Demonstrasi yang berujung kerusuhan melibatkan pembakaran gedung pemerintah dan rumah pejabat, menewaskan 19 orang, menurut iNews. Tentara Nepal dikerahkan untuk mengamankan TIA, dengan helikopter mengevakuasi pejabat dari zona berisiko. Meski larangan media sosial dicabut pada 9 September 2025, protes berlanjut karena isu korupsi dan nepotisme, menurut Tribun News. Untuk itu, situasi keamanan tetap tegang, memengaruhi operasional bandara hingga dibuka kembali pada 10 September 2025.

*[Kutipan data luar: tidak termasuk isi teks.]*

PR #598, opened 2017-01-31
libvirt: Fix #584

### LINKED ISSUE #584: Libvirt images are world-writable
See https://github.com/NixOS/nixops/blob/master/nixops/backends/libvirtd.py#L104
This is a really problematic security issue, the libvirt backend should not be used as it is.

Nadrieril:
This PR makes the libvirt images readable only by their owner/group (i.e. the user/group under which is run qemu, by default root/root on NixOS afaik). It fixes a critical vulnerability in the libvirt backend.
The user does not actually need read/write permissions on that file for nixops to run correctly. If they want access to that file for other reasons, they should configure their libvirt installation to manage permissions accordingly (see e.g. https://libvirt.org/drvqemu.html#securitydac).

### DIFF
--- a/nixops/backends/libvirtd.py
+++ b/nixops/backends/libvirtd.py
@@ -100,8 +100,8 @@ class LibvirtdState(MachineState):
             self.disk_path = self._disk_path(defn)
             self._logged_exec(["qemu-img", "create", "-f", "qcow2", "-b",
                                base_image + "/disk.qcow2", self.disk_path])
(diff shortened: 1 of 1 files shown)


bjornfor:
I'd say, please write a commit message that explains what this does (the PR cover message is good -- but that's not what enters the git repo) and someone with commit access please merge. (I too wondered why the image had perms 666 today...)

Nadrieril:
Done, I think this can be merged now.

rbvermaa:
Commited in 1266cdcba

Harapan Pemulihan Operasional Bandara

Pada 10 September 2025, TIA kembali beroperasi setelah 24 jam ditutup, menurut Tribun Kalteng. Komite Keamanan Bandara memutuskan situasi cukup kondusif untuk penerbangan sipil. Namun, otoritas bandara mengimbau penumpang menghubungi maskapai untuk informasi terkini. “Bawa tiket dan kartu identitas saat ke bandara,” ujar pernyataan resmi. Sebagai hasilnya, Bandara Nepal Tutup Demo mulai pulih, tetapi pemantauan keamanan tetap ketat untuk mencegah gangguan lebih lanjut.

Kesimpulan

Bandara Nepal Tutup Demo besar pada 9 September 2025 mengganggu ratusan penerbangan dan membuat lebih dari 300 penumpang terlantar di TIA. Demonstrasi yang dipicu korupsi dan larangan media sosial menciptakan kekacauan, dengan penumpang seperti Priti Choudhary dan Parth Patel menghadapi ketidakpastian. Maskapai seperti Air India, IndiGo, dan Nepal Airlines merespons dengan imbauan dan solusi alternatif. Meski bandara kembali dibuka pada 10 September, situasi ini menjadi pengingat betapa rapuhnya operasional penerbangan di tengah gejolak politik. Untuk itu, pemulihan penuh diharapkan seiring stabilnya kondisi Kathmandu.